At the same time, CEOs also must spend time meeting with analysts or discussing their quarterly earnings during a call when many of them would rather spend their time running and building the business. They also find public markets, in most cases, are far less willing to accept a company's decision to post losses in the near term with the promise that it will generate growth later on. And finally as a public company, business have to disclose additional details about their operations they might not want their competitors to know about.
"I typically ... suggest to small companies they stay private as long as they can, if not forever, because their ability to manage their affairs is very different as a public company," said Mark Cohen, director of retail studies at Columbia Business School.

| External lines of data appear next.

PR #12599, opened 2026-09-02
Warn at 90% and 100% of the chat quota above the composer

katipally:
# Warn at 90% and 100% of the chat quota

## What

The monthly chat cap only ever announced itself at the moment a send was refused, so running out was always a surprise. A warning strip now sits directly above the chat composer once usage passes **90%** and **100%** of the plan allowance, carrying the count, the usage meter and when the cycle resets. (An earlier iteration also warned at 75%; two honest moments beat three nagging ones, so the 75% tier is gone.)

It also fixes a client/server divergence found while building this: on an overage plan the desktop app was blocking sends the backend would have served and billed.

## How it works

Gordon at the University of Michigan used to represent midsize companies thinking about going public when he worked as an attorney and strategy consultant. To help a client determine whether going public or another alternative was the right decision, he would put them in touch with a business that recently completed its IPO. "I didn't want to discourage them from going public, but I did want them to understand how big the changes were," he said.
Executives said the prestige that comes with being publicly traded is a nice perk despite the hassles that come with it.
John Fieldly, CEO of energy drink maker Celsius Holdings, said being public gives you a "competitive advantage" over other companies and allows employees to have a deeper connection to the business by owning shares or controlling stock options. Fieldly said that being subjected to public scrutiny forces him to make sure every dollar he spends is really being spent wisely — "like it's coming out of my own pocket."
"I think being a public company, just going back to that it's being calculated and disciplined, is the most important aspect of that. Being overly optimistic does not do any justice [as a] public company, because you have to report quarterly," he said. "Your mistakes are amplified, especially on small numbers, small bases. A small mistake makes a very big impact on the financials."
Despite the challenges, businesses might find going private again is too expensive and it's better to remain in the public markets. When asked if his company would ever consider going private, Reed's Snyder downplayed the possibility.
"The cost and work effort to go back private, I don't want to think about that," Snyder said. "Once you're in, that's an even bigger hurdle."